What is expected => Search the data for the string "ExportType" and extract every line where it appears.

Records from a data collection
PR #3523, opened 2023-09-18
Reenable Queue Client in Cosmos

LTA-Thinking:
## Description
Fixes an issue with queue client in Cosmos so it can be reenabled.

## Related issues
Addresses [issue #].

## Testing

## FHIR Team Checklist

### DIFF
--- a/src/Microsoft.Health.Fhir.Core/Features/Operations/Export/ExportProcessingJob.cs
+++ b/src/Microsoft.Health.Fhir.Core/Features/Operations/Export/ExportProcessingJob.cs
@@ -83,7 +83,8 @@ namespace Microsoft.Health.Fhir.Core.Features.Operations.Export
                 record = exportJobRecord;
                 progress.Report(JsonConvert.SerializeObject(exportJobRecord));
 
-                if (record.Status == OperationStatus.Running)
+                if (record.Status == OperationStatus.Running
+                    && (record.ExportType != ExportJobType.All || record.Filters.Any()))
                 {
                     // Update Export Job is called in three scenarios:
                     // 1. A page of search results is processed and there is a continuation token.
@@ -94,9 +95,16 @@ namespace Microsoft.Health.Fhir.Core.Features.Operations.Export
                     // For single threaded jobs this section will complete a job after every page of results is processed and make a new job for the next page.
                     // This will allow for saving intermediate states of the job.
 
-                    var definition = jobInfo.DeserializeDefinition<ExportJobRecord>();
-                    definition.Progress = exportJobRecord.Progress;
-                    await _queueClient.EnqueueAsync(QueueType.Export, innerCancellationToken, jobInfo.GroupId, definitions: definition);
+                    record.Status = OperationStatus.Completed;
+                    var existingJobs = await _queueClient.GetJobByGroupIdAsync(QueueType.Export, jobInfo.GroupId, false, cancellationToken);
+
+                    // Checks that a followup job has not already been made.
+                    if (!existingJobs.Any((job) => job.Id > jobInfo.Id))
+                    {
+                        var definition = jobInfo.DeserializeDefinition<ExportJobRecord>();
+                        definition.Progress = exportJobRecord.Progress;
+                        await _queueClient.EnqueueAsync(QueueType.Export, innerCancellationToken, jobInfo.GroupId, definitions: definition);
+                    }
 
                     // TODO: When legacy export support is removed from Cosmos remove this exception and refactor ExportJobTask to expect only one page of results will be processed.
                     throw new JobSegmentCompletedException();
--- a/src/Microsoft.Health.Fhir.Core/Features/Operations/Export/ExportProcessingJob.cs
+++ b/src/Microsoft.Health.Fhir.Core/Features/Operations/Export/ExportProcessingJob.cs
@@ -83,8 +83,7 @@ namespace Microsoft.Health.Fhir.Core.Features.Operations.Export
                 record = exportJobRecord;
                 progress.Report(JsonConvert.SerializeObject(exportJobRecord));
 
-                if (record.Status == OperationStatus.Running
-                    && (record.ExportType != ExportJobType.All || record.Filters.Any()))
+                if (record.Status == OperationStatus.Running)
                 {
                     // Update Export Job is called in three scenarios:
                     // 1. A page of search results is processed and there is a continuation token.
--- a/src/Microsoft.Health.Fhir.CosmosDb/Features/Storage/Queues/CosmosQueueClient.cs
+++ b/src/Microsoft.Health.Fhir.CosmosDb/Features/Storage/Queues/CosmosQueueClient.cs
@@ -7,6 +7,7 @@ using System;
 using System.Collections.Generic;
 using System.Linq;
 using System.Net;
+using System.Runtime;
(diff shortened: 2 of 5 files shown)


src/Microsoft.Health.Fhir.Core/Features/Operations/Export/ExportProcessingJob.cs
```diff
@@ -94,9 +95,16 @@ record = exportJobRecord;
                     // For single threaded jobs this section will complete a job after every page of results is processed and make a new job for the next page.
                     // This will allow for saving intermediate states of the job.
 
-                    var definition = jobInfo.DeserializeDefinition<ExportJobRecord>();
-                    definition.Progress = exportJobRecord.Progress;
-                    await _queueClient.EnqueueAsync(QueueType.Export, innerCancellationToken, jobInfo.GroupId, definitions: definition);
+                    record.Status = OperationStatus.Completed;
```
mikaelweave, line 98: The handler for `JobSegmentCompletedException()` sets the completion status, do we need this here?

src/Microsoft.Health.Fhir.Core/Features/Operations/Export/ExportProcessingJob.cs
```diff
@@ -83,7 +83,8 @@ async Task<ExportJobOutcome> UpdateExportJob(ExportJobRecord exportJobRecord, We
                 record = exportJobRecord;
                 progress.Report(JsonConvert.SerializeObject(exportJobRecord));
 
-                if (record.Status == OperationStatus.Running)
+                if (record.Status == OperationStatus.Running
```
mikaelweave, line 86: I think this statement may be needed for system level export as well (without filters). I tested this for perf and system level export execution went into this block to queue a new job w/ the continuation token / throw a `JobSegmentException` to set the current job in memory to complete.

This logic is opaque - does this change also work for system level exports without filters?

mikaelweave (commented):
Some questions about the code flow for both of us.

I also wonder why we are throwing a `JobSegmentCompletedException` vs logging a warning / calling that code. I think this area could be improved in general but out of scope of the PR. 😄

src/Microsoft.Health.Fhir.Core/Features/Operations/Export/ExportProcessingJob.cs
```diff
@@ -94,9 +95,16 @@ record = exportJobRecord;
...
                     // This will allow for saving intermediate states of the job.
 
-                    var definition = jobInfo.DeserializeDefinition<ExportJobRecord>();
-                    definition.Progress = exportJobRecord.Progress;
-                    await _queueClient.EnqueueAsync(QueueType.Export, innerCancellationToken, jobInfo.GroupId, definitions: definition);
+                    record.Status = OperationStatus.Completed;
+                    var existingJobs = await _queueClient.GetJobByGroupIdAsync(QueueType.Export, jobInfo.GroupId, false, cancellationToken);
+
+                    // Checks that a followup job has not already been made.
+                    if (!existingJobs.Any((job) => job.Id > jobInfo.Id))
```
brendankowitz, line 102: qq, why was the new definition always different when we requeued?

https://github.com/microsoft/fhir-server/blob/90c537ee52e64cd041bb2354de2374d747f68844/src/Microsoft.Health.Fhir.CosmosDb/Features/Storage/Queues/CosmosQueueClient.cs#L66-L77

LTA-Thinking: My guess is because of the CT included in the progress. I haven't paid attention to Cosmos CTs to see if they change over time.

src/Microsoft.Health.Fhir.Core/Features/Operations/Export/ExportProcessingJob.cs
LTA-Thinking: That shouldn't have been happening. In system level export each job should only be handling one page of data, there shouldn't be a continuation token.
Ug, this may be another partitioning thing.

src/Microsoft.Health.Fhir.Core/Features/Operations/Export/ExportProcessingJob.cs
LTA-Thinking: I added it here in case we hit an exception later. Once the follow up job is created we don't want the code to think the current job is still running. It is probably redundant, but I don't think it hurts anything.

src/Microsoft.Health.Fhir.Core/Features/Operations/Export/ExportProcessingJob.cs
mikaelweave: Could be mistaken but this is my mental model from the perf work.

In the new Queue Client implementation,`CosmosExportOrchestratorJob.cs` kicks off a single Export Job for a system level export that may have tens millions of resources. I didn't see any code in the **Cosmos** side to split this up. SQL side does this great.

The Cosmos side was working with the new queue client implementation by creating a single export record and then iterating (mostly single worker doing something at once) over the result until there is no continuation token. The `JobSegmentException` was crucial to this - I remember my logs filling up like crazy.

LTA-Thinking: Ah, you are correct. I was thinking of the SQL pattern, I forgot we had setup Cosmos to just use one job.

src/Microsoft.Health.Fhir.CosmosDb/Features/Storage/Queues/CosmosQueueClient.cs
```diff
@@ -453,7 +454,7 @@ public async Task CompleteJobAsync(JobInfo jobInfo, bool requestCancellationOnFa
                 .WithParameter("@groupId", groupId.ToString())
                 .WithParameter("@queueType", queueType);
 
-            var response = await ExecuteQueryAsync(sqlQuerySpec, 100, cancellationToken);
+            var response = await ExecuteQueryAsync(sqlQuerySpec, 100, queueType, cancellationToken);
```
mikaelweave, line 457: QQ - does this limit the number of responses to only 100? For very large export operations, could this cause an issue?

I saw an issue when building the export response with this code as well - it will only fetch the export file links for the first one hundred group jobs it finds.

Exercise answer =>
+                    && (record.ExportType != ExportJobType.All || record.Filters.Any()))
-                    && (record.ExportType != ExportJobType.All || record.Filters.Any()))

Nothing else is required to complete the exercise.